_TASK_
In the records below, find each line with "FILEPATH" and copy it.

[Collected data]
┄┄┄┄┄┄

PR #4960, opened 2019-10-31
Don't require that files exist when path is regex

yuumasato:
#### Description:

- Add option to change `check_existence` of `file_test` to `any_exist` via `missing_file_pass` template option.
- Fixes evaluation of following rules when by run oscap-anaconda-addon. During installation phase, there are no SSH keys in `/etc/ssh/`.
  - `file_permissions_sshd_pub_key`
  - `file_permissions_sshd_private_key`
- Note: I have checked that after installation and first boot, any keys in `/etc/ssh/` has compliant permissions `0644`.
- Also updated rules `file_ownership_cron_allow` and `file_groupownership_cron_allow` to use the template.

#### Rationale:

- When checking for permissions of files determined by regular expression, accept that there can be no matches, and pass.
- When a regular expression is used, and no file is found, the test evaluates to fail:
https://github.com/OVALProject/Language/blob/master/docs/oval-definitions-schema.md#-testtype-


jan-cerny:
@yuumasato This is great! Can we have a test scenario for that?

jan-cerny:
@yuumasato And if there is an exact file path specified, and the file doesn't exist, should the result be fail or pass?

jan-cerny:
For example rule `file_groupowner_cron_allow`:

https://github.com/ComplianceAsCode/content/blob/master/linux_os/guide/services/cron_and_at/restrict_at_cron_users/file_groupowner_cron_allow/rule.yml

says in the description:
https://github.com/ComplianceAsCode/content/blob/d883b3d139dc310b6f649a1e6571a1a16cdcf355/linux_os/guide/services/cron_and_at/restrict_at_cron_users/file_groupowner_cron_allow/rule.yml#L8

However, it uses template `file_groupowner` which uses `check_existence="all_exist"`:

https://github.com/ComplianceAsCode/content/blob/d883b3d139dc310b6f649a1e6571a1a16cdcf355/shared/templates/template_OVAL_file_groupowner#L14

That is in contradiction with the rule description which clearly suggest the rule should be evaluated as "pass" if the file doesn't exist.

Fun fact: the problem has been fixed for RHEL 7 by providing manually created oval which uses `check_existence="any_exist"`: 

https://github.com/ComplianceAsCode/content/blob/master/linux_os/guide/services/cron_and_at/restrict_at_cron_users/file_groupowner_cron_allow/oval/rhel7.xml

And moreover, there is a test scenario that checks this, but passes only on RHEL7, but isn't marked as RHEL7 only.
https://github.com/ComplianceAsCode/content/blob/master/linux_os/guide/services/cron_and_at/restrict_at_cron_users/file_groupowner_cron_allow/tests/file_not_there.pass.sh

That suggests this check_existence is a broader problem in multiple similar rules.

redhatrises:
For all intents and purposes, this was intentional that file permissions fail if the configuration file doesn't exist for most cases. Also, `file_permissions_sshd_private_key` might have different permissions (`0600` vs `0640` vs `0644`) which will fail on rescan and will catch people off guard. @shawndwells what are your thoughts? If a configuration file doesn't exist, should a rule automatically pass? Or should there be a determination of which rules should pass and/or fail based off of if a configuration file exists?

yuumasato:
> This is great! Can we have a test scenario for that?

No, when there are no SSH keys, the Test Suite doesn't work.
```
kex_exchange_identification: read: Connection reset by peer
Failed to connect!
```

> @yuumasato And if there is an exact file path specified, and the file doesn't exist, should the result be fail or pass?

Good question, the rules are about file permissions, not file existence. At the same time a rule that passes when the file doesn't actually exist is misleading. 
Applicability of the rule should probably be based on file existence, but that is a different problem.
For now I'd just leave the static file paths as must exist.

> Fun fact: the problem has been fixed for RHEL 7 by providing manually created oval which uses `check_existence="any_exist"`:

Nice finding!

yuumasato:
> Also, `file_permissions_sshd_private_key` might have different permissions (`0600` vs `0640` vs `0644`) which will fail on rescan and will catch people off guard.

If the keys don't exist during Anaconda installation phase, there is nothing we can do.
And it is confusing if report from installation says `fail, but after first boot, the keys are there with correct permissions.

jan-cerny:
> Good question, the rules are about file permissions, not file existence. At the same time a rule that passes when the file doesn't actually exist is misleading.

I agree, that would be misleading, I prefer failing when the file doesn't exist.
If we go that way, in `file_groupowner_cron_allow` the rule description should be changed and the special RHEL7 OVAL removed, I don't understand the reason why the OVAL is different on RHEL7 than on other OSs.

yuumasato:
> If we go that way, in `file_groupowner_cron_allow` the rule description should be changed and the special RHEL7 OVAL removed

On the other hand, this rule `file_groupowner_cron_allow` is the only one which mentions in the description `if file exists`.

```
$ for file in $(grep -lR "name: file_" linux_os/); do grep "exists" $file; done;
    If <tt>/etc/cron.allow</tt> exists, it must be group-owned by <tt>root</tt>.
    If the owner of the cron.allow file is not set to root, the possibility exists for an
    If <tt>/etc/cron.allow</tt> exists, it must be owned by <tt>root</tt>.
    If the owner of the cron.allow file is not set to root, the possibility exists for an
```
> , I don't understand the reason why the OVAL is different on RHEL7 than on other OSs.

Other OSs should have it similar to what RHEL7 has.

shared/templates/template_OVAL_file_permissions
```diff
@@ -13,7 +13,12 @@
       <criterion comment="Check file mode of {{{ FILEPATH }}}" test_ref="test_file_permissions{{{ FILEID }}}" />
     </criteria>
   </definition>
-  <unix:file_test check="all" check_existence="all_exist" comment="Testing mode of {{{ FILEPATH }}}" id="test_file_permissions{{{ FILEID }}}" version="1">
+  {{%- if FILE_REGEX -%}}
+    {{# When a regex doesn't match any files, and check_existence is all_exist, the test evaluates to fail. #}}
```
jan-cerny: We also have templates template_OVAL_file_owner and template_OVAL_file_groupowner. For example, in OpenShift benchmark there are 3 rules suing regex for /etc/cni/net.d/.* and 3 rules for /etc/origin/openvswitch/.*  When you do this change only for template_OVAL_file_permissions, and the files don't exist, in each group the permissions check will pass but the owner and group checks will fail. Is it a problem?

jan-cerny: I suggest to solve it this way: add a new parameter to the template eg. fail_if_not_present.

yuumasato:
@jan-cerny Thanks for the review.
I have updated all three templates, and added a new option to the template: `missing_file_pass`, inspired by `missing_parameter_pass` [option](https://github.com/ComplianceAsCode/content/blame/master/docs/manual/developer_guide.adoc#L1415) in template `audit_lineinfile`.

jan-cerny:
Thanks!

┄┄┄┄┄┄

_ANSWER TO THE EXERCISE_
       <criterion comment="Check file mode of {{{ FILEPATH }}}" test_ref="test_file_permissions{{{ FILEID }}}" />
-  <unix:file_test check="all" check_existence="all_exist" comment="Testing mode of {{{ FILEPATH }}}" id="test_file_permissions{{{ FILEID }}}" version="1">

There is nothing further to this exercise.